Before long, as the Zags were smothering the outclassed West Coast Conference, they were ranked No. 1, which, of course, augured a whole ‘nother level of national scrutiny. Nobody seems to inspire as much derision as these guys, typified by CBS’ Wally Szczerbiak’s Selection Sunday observation: “I don’t trust them.”
Surely, Gonzaga’s trek through the first four games of the NCAA tournament weren’t always artful. It shot sub-40 percent against South Dakota State, and after a blistering first half against Northwestern, retreated as the national-darling Wildcats menaced in the second half. Then came West Virginia, and a game of survival pocked down the stretch by Mathews’ memorable three-point dagger and a Gonzaga defense that choked off the Mountaineers on their last possessions.
That brought Gonzaga to Xavier, which had swatted aside Maryland, Florida State and Arizona. Yeah, the Musketeers were an 11th seed, but that’s a four-month portfolio. The real-time snapshot was a team that had bludgeoned third-seed Florida State by 25 and taken out Pac-12 champion Arizona in the Sweet 16.
The pressure on the Zags was thus immense, no matter that they had reached a second Elite Eight in three seasons. This would be labeled choking, of course, if they didn’t advance. One Seattle radio host on Friday staked out what remaining anti-Zag turf could be found: They were meeting a No. 11 seed, after having disposed of a 16 and a 4. So the naysayers could have it both ways: If they lost, they were folding again. If they won, well, it was a primrose path.
It would have been possible for Gonzaga to freeze in the moment, and indeed, when Perkins threw a lazy bounce pass on GU’s first possession, hijacked and dunked by Xavier, it was briefly ominous. But shortly, Perkins threw in a couple of threes, and his teammates joined him, and Gonzaga seemed to be playing free and easy and mostly enjoying the whole afternoon.
They didn’t defend much in the first half, getting beat off the bounce, which caused their big men to get in foul trouble. So Few and Co. dusted off a zone defense, which the Zags had employed rarely this year (but had also trotted out against West Virginia).

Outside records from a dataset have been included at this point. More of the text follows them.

PR #1605, opened 2026-09-11
atelet: simplify the file cache internals per review

dberkov:
Follow-up to the readability review on #1517, kept as its own PR so that branch stays exactly as reviewed. **Stacked on #1517: review only the top commit** (`atelet: simplify the file cache internals per review`).

What it does, mapped to the review comments:

- **`createDestFile` seam — removed entirely**, along with the `sparseDest` interface and the `Fd()` type-assertion it forced: `CopyFile` opens with `os.Create`, `copySparse` writes real `*os.File`s. The userspace fallback is now tested through the public API: `CopyFile` from disk to `/dev/shm`, where `copy_file_range` genuinely fails with EXDEV (hard-link probe verifies the mounts differ; skips where no second filesystem exists — platforms without a kernel copy path exercise userspace in the plain holes test already). The close-error test is deleted with the seam; it only existed because the seam made it possible.
- **`getTo`'s parameters** — clarified rather than restructured, because neither is a test seam: `fetch` is the caller's downloader (the production API; M2 binds the GCS fetcher through it), and the second parameter is the link-vs-copy serving strategy shared by the two public methods. It now has a named, documented type (`serveHit`) so the loop reads as that split.
- **Debris schedule** — eviction passes now retry `.rm-*` leftovers a previous pass failed to remove (race-free under `evictMu`; skipped in dry-run; test included), so stranded bytes no longer wait for a restart. `tmp/` stays startup-swept only — a later sweep would delete in-flight fetches' working directories — and `SweepDebris`'s doc now says both things explicitly.
- **File naming** — `filecache.go` split into `doc.go` (package contract), `store.go` (store lifecycle), `sweep.go`; the sizing helpers moved next to their consumer in `evict.go`.
- **Comment language** — trimmed to shorter declarative sentences throughout; same technical content.

Kept as-is: `FileFetcher` remains a func type — it is the production injection point (call sites bind a GCS client and object URI via closure), and single-method func types are the stdlib idiom for exactly this (`http.HandlerFunc`, `filepath.WalkFunc`).

Tested: full atelet suite; filecache and sparsefile under `-race -count=3`; gofmt, golangci-lint, boilerplate clean.


dberkov:
Closing: per discussion the cleanup lands as the top commit on #1517 directly (same commit, 5a6b6ba1) instead of a stacked PR.

PR #925, opened 2018-11-09
svg set is back (#645)

Fuzzyma:
This implements almost every functionality described in #645. However, the `collect()` method is missing.
Instead I would like to propose a similar idea with `each()`.

When the returned value of a method is not the object it was called on, we return a new List with all the return values. That would make animations for Lists much easier e.g.

```js
new List([rect, rect, rect]).animate().move(100, 100)
```

It should work right out of the Box. We just need to add some custom Runner methods to the List in that case.


saivan:
Can I have more usage examples here. I'm not totally clear about how this works. Can you do:

``` each('.square').fill('red') ``` 

for example?

File: src/types/List.js [hunk 1]
```diff
@@ -0,0 +1,38 @@
...
+  this.length = 0
+  this.push(...arr)
+})
+
+export default List
+
+extend(List, {
+  each (cbOrName, ...args) {
+    if (typeof cbOrName === 'function') {
+      this.forEach((el) => { cbOrName.call(el, el) })
```
saivan: What is cbOrName? Give me a better variable name here :P

src/types/List.js
```diff
@@ -0,0 +1,38 @@
+import { extend } from '../utils/adopter.js'
+import { subClassArray } from './ArrayPolyfill.js'
+
+const List = subClassArray('List', Array, function (arr) {
+  this.length = 0
+  this.push(...arr)
+})
+
+export default List
```
saivan: Maybe there should be tests for this?

src/types/List.js
Fuzzyma: Its a callback or a name - what do you want more? :D 
Okeee - maybe `cbOrMethodName`

src/types/List.js
Fuzzyma: Maybe there should be tests for the whole fx module ;)

Fuzzyma:
Actually the List does not function any different from the old Set. The only exception is the `each` function which can take a method name with corresponding parameters now.

Additionally you have full array functionality (more in new than in old browsers)

```js
let list = new List([a, b, c, d])

// call methods
list.fill('blue').move(0, 0)

// even create new objects in all elements from list
list.rect(100, 100)

// or use `each`
list.each(function () {
  // do something
})

list.each('fill', 'red')

// have plain array methods
list.forEach(...)
list.map(...)
list.reduce(...)
list.sort(...)
```

saivan:
Wow okay. Lets merge this! :P !

Fuzzyma:
After discussing with saivan we agreed, that its best to return a new list when a method was called. This list holds all values which were returned by the method call.

That will look like this:

```js
let a = new List([Rect, Circle])
let b = a.cx() // == List([10, 20])
let runners = a.animate() // == List([Runner, Runner])
runners.move(100, 100)
```

If the use really needs performance and dont want to generate a new list on every call, they can just loop through the List (its an array) or use forEach

PR #927, opened 2018-11-13
Add node document-fragment type check

NorbertB29:
It solves the `node.getAttribute is not a function` issue in Shadow DOM.

### DIFF
--- a/src/doc.js
+++ b/src/doc.js
@@ -53,7 +53,7 @@ SVG.Doc = SVG.invent({
     }
     // custom parent method
   , parent: function() {
-      if(!this.node.parentNode || this.node.parentNode.nodeName == '#document') return null
+      if(!this.node.parentNode || this.node.parentNode.nodeName == '#document' || this.node.parentNode.nodeName == '#document-fragment') return null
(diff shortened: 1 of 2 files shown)


NorbertB29:
> This sounds useful. Can you give me one concrete piece of sample code?

Yes, we are using svg.js in polymer 2 and we successfully reproduced this issue in this jsfiddle:
[https://jsfiddle.net/vtqyg90m/1/](url)

Fuzzyma:
Mh when i load this page I just get an "Polymer is undefined" error

NorbertB29:
> Mh when i load this page I just get an "Polymer is undefined" error

Try in Chrome please. It works for me.

Fuzzyma:
Ok, forgot to ask. Can you add tests?

NorbertB29:
I opened a new PR for the unit tests please check it. Also we would like ask you to make a patch release with this fix as soon as possible please. Thank you!

Fuzzyma:
[Here you go](https://github.com/svgdotjs/svg.js/releases/tag/2.7.0)

PR #945, opened 2018-12-13
Add PointArray.transform by analogy to Point.transform

edemaine:
I recently had occasion to want to transform the points in an `SVG.Polygon` according to a transformation matrix.  (The motivation is to "inline" `transform` attributes into the point coordinates themselves, for software that supports SVG but not the `transform` attribute.)  `SVG.Polygon.array` reveals the `SVG.PointArray` that represents the coordinates, and `SVG.Polygon.plot` lets me put a transformed `PointArray` back into the polygon.  What's missing is an `SVG.PointArray.transform` (essentially a loop over `SVG.Point.transform`) to transform the `PointArray` according to a given matrix.

This PR adds this functionality.  If you like the proposed addition in principle, I can write tests and documentation.

### DIFF
--- a/src/types/PointArray.js
+++ b/src/types/PointArray.js
@@ -73,12 +73,14 @@ extend(PointArray, {
 
   // transform points with matrix (similar to Point.transform)
   transform (m) {
-    let points = []
+    const points = []
 
     for (let point of this) {
       // Perform the matrix multiplication
-      points.push([m.a * point.x + m.c * point.y + m.e,
-        m.b * point.x + m.d * point.y + m.f])
+      points.push([
+        m.a * point[0] + m.c * point[1] + m.e,
+        m.b * point[0] + m.d * point[1] + m.f
+      ])
     }
 
     // Return the required point
--- a/src/types/PointArray.js
+++ b/src/types/PointArray.js
@@ -78,12 +78,12 @@ extend(PointArray, {
     for (let point of this) {
       // Perform the matrix multiplication
       points.push([m.a * point.x + m.c * point.y + m.e,
-                   m.b * point.x + m.d * point.y + m.f])
+        m.b * point.x + m.d * point.y + m.f])
     }
 
     // Return the required point
     return new PointArray(points)
-  }
+  },
 
   // Move point string
   move (x, y) {
--- a/src/types/PointArray.js
+++ b/src/types/PointArray.js
@@ -75,7 +75,8 @@ extend(PointArray, {
   transform (m) {
     const points = []
 
-    for (let point of this) {
+    for (let i = 0; i < this.length; i++) {
+      const point = this[i]
       // Perform the matrix multiplication
       points.push([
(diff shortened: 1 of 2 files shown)


src/types/PointArray.js
```diff
@@ -71,6 +71,20 @@ extend(PointArray, {
...
+
+    for (let point of this) {
+      // Perform the matrix multiplication
+      points.push([m.a * point.x + m.c * point.y + m.e,
+                   m.b * point.x + m.d * point.y + m.f])
+    }
+
+    // Return the required point
+    return new PointArray(points)
+  }
```
Fuzzyma: comma needed!

edemaine:
Fixed the missing comma, as well as a critical bug encountered while testing.  Added a few simple tests.

Transforming a path would be a cool feature too, but I think it's not nearly as easy.  In particular, transforming an arc (`a`/`A`) command according to an arbitrary matrix would be quite challenging -- perhaps not even possible?  (I'm not sure whether an elliptical arc could transform to an hyperbolic arc...)

Anyway, it's inconsistent to have just `SVG.Point.transform`, so this at least corrects one such inconsistency. 😄 Maybe a future PR can target `SVG.PathArray.transform`.

Fuzzyma:
I actually once created such a feature for paths. You can take a look at svg.screenbbox.js. As you already mentioned, it seems to be hard to transform arc commands. But then I figured, that I only transform the start and end points of arcs. Yes, the arc might not be correct because you cant really draw skews arcs, but it was better than nothing^^.

To your implementation: I just saw, you used for...of loops. While this is not really a problem, it is anyway.
PointArray is an Array in modern browsers but its not in old Browsers. In old Browsers its an array-like object. As hard as it is, please use a normal for loop to make sure, it works in old Browsers, too.

For your inconsisteny argument: I dont really agree. But thats just my opinion^^. Its a useful feature, so why not...

edemaine:
Hmm, I also just realized that all the other similar methods of `PointArray`, like `PointArray.move`, are in-place modification operations (while also returning `this`), so `PointArray.transform` should probably also modify in-place?

On the other hand, `Point.transform` makes a copy of the point (which is why I made a copy transform), so I'm not totally sure which is best.  Any preference?

Fuzzyma:
No problem, it **IS** really a hack. If you take a look into ArrayPolyfill.js you will see how ugly that hack is. I even use the Function constructor. But I found it worth the effort because having native arrays where it is supported is awesome!

I would prefer to have it as a seperate PR. This one is fine already :)

Fuzzyma:
> Hmm, I also just realized that all the other similar methods of PointArray, like PointArray.move, are in-place modification operations (while also returning this), so PointArray.transform should probably also modify in-place?

Good question... I dont really have a preference because of your mentioned inconsistency. However, Matrix also returns a new one on transformation. So lets stay consistent here.
I see there is much to fix in v4.0 lol

Issue #949, opened 2019-01-06
How to get new version? I see only 2.7.1 in my package.json


PiotrFr:
I can't put version 3.0.5 in to my package.json. I get information that only 2.7.1 I can choose

![image](https://user-images.githubusercontent.com/13883511/50735290-effea180-11ac-11e9-9e5b-dcc8b83cbf6b.png)

chenz24:
I installed v3.05.  but import SVG from '@svgdotjs/svg.js';  got error.  when I use v2.7 , it work fine.
when I switched to v3, import did not work properly. I don't know why

Fuzzyma:
Without code I can't help much :/

Fuzzyma:
Fixed with latest release

PR #956, opened 2019-02-08
use umd format in rollup. Update .d.ts file with changes for 3.0

kabentley:
I attempted to use 3.0.11 with TypeScript. I think the rollup.conf.js file has the wrong format after your changes to use esm modules. Using 'umd' allows it to be imported correctly.

I also updated some of the obvious changes to the .d.ts from the changelog. I have to confess my changes are not complete, but they allowed me to use 3.0.11 in my application.

### DIFF
--- a/.config/rollup.config.js
+++ b/.config/rollup.config.js
@@ -76,7 +76,7 @@ const config = (node, min) => ({
     file: node ? './dist/svg.node.js'
       : min ? './dist/svg.min.js'
         : './dist/svg.js',
-    format: node ? 'cjs' : 'iife',
+    format: node ? 'cjs' : 'umd',
     name: 'SVG',
     sourcemap: true,
     banner: headerLong,
--- a/.config/rollup.config.js
+++ b/.config/rollup.config.js
@@ -76,7 +76,7 @@ const config = (node, min) => ({
     file: node ? './dist/svg.node.js'
       : min ? './dist/svg.min.js'
         : './dist/svg.js',
-    format: node ? 'cjs' : 'umd',
+    format: node ? 'cjs' : 'iife',
     name: 'SVG',
     sourcemap: true,
     banner: headerLong,
--- a/package.json
+++ b/package.json
@@ -14,7 +14,7 @@
   "main": "dist/svg.node.js",
   "unpkg": "dist/svg.min.js",
   "jsdelivr": "dist/svg.min.js",
-  "browser": "dist/svg.min.js",
+  "browser": "src/main.js",
   "module": "src/main.js",
   "maintainers": [
     {
--- a/svg.js.d.ts
+++ b/svg.js.d.ts
@@ -1,13 +1,14 @@
 export = svgjs;
 export as namespace svgjs;
 
-declare var svgjs: svgjs.Library;
+declare const svgjs: svgjs.Library;
 
 // todo add SVG.FX
 declare namespace svgjs {
     export interface Library {
-        (id: string): Doc;
-        (domElement: HTMLElement): Doc;
+        (id: string): Svg;
+        (domElement: HTMLElement): Svg;
+        (): Svg;
         ns: string;
         xmlns: string;
         xlink: string;
@@ -37,16 +38,17 @@ declare namespace svgjs {
         siblings(): Element[];
         position(): number;
         next(): Element;
-        previous(): Element;
+        prev(): Element;
         before(element: Element): Element;
         after(element: Element): Element;
+        defs(): Defs;
     }
 
     // array.js
     type ArrayAlias = _Array | number[] | string;
 
     interface _Array {
-        new (array?: ArrayAlias, fallback?: number[]): _Array;
+        new(array?: ArrayAlias, fallback?: number[]): _Array;
         value: number[];
         morph(array: number[]): this;
         settle(): number[];
@@ -54,7 +56,6 @@ declare namespace svgjs {
         toString(): string;
         valueOf(): number[];
         parse(array: ArrayAlias): number[];
-        split(string: string): number[];
         reverse(): this;
         clone(): _Array;
     }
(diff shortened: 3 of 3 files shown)


Fuzzyma:
Thanks for fixing the d.ts file. I am not sure about the umd wrapper though. The library is not meant to be consumed by typescript as a bundle. Actually you should be able to import the lib as esm import. Unfortunately iam not good with typescript so I dont really know how this is all supposed to work

kabentley:
The umd change has nothing to do with TypeScript. You changed the library to be a module, but your rollup config says its an iife. From what I can tell, without this change your library can't be imported from JavaScript and can only be used with a Script tag. I actually think you should use umd format for Node too.

I'm pretty sure this is the problem with issue #949

Fuzzyma:
No, if you take a look into the package.json you can see that there a a few keys specifying which file to load for what. e.g. node loads the whats specified with the `main` key which is svg.node.js taht has a module export. The `module` key specifies `src/main.js` which is the esm import. As far as I know that should also be the one imported by typescript. And then you have the normal browser bundle which is ofc only an iife because everything else would make no sense.

kabentley:
your package.json file also has:

  `"browser": "dist/svg.min.js",`

which tells webpack to use the minified, rolled-up version. That's the version that gets imported for anyone who webpacks (again, this has nothing to do with TypeScript).

You should use "umd" format for your rollup config for both Node and browsers.

Fuzzyma:
> You should use "umd" format for your rollup config for both Node and browsers.

We didnt create multiple bundles to use umd in the end. Umd is used to make packages work in node. Thats not needed for our bundle. The bundle is solely there to be loaded with a script tag. Every module bundler and even typescript should use /src/main.js. If webpack uses the wrong key, tell webpack to load the correct instead.
I dont know what typescript is doing but it should load /src/main.js, too

kabentley:
OK, I officially give up trying to convince you to use umd (you seem to think there's virtue in iife over umd, i can't see why).

Regardless, if you really don't want bundlers to use your rollup file, then you should remove your "browser" field in your package.json file because that's its sole purpose (see [here](https://github.com/defunctzombie/package-browser-field-spec)).

And please stop conflating this issue with TypeScript. TypeScript has nothing to do with bundling/loading. It merely creates JavaScript.

Fuzzyma:
Dont get me wrong. I am very happy about your attemps to get 3.x running with typescript.
Obviously I am missinformed about the browser keyword and will remove it. However, your liked site states, that browser replaces the `main` key which on the other hand is also the wrong file (because it is the node file). Maybe I should put src/main.js into browser?

I am aware, that typescript is compiled to javascript. However, I am not aware about the way the typescript compiler resolves packages. Does it even resolves packages or does it compiled into native esm imports? And if so, how does it know where to find e.g. `@svgdotjs/svgjs`? You see, I dont have the knowledge to really solve that.

For the umd thing I have a strong opinion about that. There is no benefit to have an umd wrapper in the browser version

kabentley:
When you compile/transpile your .ts into .js, you tell the compiler the module format you want to target. If you specify "commonJs" it generates requires, if you specify "es6" it generates import statements. In that case the generated .js will just have "import * as SVG from "@svgdotjs/svg.js", etc. That's why I keep saying this is not a TypeScript issue. All consumers of your library who try to import/require your bundle will have the same problem. If you changed to "umd" format it could be used either as a Script tag or imported. That's the benefit of using the (now recommended) umd format.

Anyway, I think you're right it is better to import it as an esm anyway. I changed my PR to have:
`  "browser": "src/main.js",`

reverted the change from iife to umd, and then changed the d.ts file to be for the esm module. 

The only difference is that if you do `import * as SVG from "@svgdotjs/svg.js"` you now have to call SVG.SVG().

Fuzzyma:
Yes thats the issue with the main.js. Its meant to import everything without default export. We did that so that to enable treeshaking for bundlers. However it seems like everyone prefers the big SVG object over direct imports. What do you think about that?

I mean, we have the src/svg.js file which basically exports that big object. However, it denies any use of treeshaking

kabentley:
I think what you have now is much better and much more modern than one big function object (there's still one big object, it's just called "exports".) Default exports are not helpful.

You do need to update the documentation for the 3.0 changes. But the switch from `SVG()` to `new SVG.Svg()` seems minor compared to some of the other changes you made.

BTW, my changes to the .d.ts file were made in haste. Someone who really knows the library (I've only used a very small slice) should review them carefully. And really, TypeScript is the greatest thing to come to JavaScript ever, IMHO.

Fuzzyma:
You dont even need `new SVG.Svg()`. You can still use `SVG.SVG()` which is the old SVG function. `SVG.Svg()` is the constructor for a new `<svg>` node. It works quite differently.

So if people really want there old object bag, they could simply go `const lib = SVG.SVG` and `Object.assign(lib, SVG)`. Thats basically what i made in `src/svg.js` to create the standalone bundle.

I am aware, that the d.ts file is full of errors. It never was complete. So your changes only did improve the situation - no worries about that :D.

I thought about adding module-wise typings for svg.js but thats not easily possible because of the way the lib is composed. Modules sometimes add functionality to other modules and so on. I have no clue how to describe this in a d.ts file

kabentley:
Writing type declarations is a lot like writing documentation. In fact, if you put the documentation is in the type file, tools like Visual Studio Code show it while you're editing.

Anything inside a `declare` statement does not generate any code, only type information. You can have functions, variables, type aliases, interfaces and classes. If you have both a class and an interface with the same name they are combined. Whomever created the original .d.ts. did that a lot, but i prefer to put everything in the class declaration, since that makes it easier to understand when you're looking at (you'll see i did that for the Element class but no others).

Modules extending other modules isn't tricky, just declare it however you'd write the documentation for it.

Any chance you'll accept this PR now?

Fuzzyma:
Sure, but you keep pushing updates so I didnt know when to merge :D

kabentley:
ok, I'm done!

And it seemed to work.
Along the way, Gonzaga limited one of the tournament’s sensations, Trevon Bluiett, to a mere 10 points on 3-of-14 shooting.
In the end, the Zags made 12 of 24 threes, when they were just 16 of 56 in the tournament’s first three games. They looked a lot like the team that was the rage of January and most of February.
It was a credit to a lot of people, none more than Mark Few. After all the brickbats, he's due a few bouquets.